ブルーバード1300 【1967,1978,1969,1970,1971,1972】

激しいBC戦争。先進技術を満載した“青い鳥”



新しいファミリーカーの模索

 高度経済成長を謳歌する1960年代半ばの日本。耐久消費財の「三種の神器」はクーラー、カラーテレビ、カーの“3C”に取って代わられ、「モータリゼーション」という言葉も徐々に浸透し始めていた。
 そんな中、日産自動車は中核車となるブルーバードのモデルチェンジを企画する。最大の課題は、いかにしてトヨタ自工のコロナの牙城を崩すかにあった。欧州風のイメージを強調していた410型ブルーバードは、ライバルのRT40型コロナに販売台数の面で大きく水を開けられていた。尻下がりのルックスが日本人には受けない、コロナよりボディサイズが小さく室内空間も狭い、ベーシックモデルの最高速度がコロナより低かった、スポーティなハードトップの設定がない……。原因は色々と考えられた。開発陣はこれらのひとつひとつを検討し、打開策を模索する。
 もう一点、開発陣には大きなテーマがつきつけられた。高速道路の伸長や舗装化による道路網の変化への対応だ。「高速化時代」に則したクルマ造りが、次期型ブルーバードには必要不可欠だったのである。

 さまざまな案が検討された結果、開発陣は先進技術を使う決断を下す。その顕著な策が、日産車初の四輪独立懸架の採用だ。フロントにストラット/コイル、リアにセミトレーリングアーム/コイルを使った足回りは、高い走行安定性と路面追従性を実現した。エンジンも新設計で、OHCのヘッド機構を組み込んだL13型1.3LとL16型1.6Lの2機種を搭載する。スタイリングは尻下がりのルックスから一転し、シャープで彫りの深い“スーパーソニックライン”を構築した。

510型、突然のデビュー

 1967年8月9日、仏滅と長崎原爆記念日が重なり、お盆も間近という日に、510の型式を持つ新しいブルーバードが突然のデビューを果たす。
 一説には、この日にトヨタの首脳陣が休暇をとり、東京を不在にすることが判明したため、「その間に発表してしまおう」と計画したとされる。また、8月18日には“100万円の本格的GT”を称するコロナボディの「トヨタ1600GT」の発表が予定され、その情報を聞きつけた日産が新型ブルーバードの発表を早めたと推測された。真偽の程は定かではないが、日産がトヨタを相当に意識し、新型ブルーバードを発表したことは確かである。一方、生産現場の追浜工場は相当に大変だったようで、当時の状況を知るエンジニアは、「生産を間に合わせるために、突貫工事でラインの構築を進めた」そうだ。
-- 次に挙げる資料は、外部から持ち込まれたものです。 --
Issue #715, opened 2026-07-25
[bamboo-server] chore: eliminate the macOS oversized __eh_frame test-link warning


bigduu:
## Summary

The macOS debug link of the monolithic `bamboo-server` library test binary emits an Apple linker warning because its DWARF unwind section exceeds the compact-unwind encoding limit:

```text
ld: __eh_frame section too large (max 16MB) to encode dwarf unwind offsets in compact unwind table, performance of exception handling might be affected
```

 慌ただしいスケジュールで発表された510型ブルーバードの、ユーザーの評判は予想以上に良かった。自動車マスコミはこぞって1.6Lエンジン仕様の1600SSS(スーパー・スポーツ・セダン)に脚光を当てたが、多くの一般ユーザーは量産モデルの1300に注目する。三角窓を廃したスポーティなスタイリングに俊敏に吹き上がる1.3Lエンジン、そして同クラスのライバル車にはない四輪独立懸架の高級な足回りなどが、ユーザーの心を大いに惹きつけたのだ。デビューから間もなく、510型ブルーバードの販売台数は飛躍的に伸び、たちまち大ヒットモデルに成長した。

積極的な改良作戦。BC戦争の激化

 販売シェアを伸ばす510型ブルーバード。対してライバルのコロナは、ゴールデン・シリーズの追加や価格引き下げなどを断行し、販売台数の維持を図る。そして1970年2月には、RT80型を名乗る4代目をデビューさせた。
 ブルーバードも負けてはいない。1968年10月には1.6Lのダイナミック・シリーズを追加し、翌月にはスポーティなクーペを発表する。マイナーチェンジも頻繁に繰り返し、クルマの新鮮味を維持するようにした。
 510型ブルーバードの登場によって熾烈を極めたBC戦争。この展開は、車種を拡大しながらその後も続いていくことになる。